◆ ENTRIES PROVIDED

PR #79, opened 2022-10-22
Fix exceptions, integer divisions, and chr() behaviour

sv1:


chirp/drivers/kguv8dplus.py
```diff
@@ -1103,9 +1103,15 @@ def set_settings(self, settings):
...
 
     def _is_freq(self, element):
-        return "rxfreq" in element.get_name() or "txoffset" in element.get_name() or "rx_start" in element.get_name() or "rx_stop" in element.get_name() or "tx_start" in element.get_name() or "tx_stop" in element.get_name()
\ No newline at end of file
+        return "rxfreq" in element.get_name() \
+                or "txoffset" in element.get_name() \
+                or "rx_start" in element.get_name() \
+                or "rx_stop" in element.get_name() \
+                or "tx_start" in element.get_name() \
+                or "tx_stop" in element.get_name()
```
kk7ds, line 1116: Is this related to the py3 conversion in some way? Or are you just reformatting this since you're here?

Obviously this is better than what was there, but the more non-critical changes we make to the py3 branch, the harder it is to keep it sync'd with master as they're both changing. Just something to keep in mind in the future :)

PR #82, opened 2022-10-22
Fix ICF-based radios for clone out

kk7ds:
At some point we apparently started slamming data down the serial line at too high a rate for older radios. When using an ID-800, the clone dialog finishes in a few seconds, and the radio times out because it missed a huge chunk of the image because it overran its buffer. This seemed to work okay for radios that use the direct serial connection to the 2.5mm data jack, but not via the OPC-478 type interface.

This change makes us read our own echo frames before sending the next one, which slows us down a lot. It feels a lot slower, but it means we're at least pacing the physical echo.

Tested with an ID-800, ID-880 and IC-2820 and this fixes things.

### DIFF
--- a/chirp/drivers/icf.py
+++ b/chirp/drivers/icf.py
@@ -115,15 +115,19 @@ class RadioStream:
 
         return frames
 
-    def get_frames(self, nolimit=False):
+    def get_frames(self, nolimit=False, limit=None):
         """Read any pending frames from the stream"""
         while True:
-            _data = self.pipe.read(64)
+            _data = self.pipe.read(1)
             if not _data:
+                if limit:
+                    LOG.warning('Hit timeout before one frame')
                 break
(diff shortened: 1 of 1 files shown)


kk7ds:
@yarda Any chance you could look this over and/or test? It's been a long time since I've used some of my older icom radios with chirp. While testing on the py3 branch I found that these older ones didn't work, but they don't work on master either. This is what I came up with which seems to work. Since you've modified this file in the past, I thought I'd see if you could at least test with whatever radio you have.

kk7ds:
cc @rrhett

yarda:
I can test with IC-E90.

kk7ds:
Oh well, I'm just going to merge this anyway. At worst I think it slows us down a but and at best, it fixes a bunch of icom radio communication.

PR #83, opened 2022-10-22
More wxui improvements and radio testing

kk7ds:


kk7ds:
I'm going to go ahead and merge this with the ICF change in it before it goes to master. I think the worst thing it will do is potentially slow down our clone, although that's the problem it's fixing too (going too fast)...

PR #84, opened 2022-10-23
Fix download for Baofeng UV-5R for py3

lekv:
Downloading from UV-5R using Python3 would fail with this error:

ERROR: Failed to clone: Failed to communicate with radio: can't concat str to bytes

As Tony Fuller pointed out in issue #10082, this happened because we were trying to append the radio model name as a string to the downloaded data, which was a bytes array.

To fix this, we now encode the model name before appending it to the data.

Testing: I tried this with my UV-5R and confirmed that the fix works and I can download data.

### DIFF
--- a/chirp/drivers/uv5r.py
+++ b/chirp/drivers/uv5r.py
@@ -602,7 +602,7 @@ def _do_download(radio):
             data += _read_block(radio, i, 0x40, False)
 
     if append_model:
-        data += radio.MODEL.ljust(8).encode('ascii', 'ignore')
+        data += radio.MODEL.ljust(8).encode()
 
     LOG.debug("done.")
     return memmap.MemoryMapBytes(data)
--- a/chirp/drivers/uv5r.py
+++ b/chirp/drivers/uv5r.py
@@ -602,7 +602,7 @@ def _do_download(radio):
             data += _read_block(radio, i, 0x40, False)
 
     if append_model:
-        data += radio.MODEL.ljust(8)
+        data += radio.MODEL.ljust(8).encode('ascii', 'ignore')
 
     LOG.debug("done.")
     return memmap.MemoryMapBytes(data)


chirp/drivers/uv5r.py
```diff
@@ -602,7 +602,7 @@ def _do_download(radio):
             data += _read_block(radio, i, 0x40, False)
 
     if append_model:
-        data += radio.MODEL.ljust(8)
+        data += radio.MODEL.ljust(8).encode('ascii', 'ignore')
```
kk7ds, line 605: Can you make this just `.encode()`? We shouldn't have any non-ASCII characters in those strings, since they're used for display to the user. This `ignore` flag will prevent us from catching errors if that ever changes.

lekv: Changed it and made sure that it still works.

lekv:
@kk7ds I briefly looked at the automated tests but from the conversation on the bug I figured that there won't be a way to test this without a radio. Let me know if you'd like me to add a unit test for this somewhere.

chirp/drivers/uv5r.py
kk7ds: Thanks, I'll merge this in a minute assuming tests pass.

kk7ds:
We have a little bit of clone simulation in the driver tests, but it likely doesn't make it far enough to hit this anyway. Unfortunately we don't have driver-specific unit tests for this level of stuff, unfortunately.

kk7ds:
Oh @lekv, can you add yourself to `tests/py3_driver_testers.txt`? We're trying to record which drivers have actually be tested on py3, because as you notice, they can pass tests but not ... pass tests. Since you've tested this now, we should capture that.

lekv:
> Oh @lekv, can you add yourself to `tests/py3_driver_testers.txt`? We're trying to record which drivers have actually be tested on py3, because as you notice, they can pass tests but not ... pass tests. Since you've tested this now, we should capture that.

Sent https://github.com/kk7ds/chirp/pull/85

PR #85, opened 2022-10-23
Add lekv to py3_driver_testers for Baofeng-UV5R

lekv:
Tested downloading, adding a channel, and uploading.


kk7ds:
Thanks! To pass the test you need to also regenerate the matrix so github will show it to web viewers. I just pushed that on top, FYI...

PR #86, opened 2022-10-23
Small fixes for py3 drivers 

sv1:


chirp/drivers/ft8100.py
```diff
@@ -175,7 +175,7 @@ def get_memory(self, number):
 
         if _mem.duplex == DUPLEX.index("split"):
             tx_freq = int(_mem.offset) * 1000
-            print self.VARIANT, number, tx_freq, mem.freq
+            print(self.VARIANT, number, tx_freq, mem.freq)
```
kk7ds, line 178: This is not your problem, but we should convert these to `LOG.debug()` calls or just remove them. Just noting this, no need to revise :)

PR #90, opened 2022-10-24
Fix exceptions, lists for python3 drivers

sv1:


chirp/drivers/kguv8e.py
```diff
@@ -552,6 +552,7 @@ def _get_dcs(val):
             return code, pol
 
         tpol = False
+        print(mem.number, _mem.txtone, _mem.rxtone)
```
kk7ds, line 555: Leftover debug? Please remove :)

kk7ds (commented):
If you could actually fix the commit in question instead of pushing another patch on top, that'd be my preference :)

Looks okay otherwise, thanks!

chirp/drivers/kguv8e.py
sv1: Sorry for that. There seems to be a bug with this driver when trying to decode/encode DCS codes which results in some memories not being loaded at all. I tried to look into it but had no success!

◆ TASK PROMPT
Every line of the listing that includes the word "yourself" forms the answer.

◆ TASK SOLUTION
Oh @lekv, can you add yourself to `tests/py3_driver_testers.txt`? We're trying to record which drivers have actually be tested on py3, because as you notice, they can pass tests but not ... pass tests. Since you've tested this now, we should capture that.
> Oh @lekv, can you add yourself to `tests/py3_driver_testers.txt`? We're trying to record which drivers have actually be tested on py3, because as you notice, they can pass tests but not ... pass tests. Since you've tested this now, we should capture that.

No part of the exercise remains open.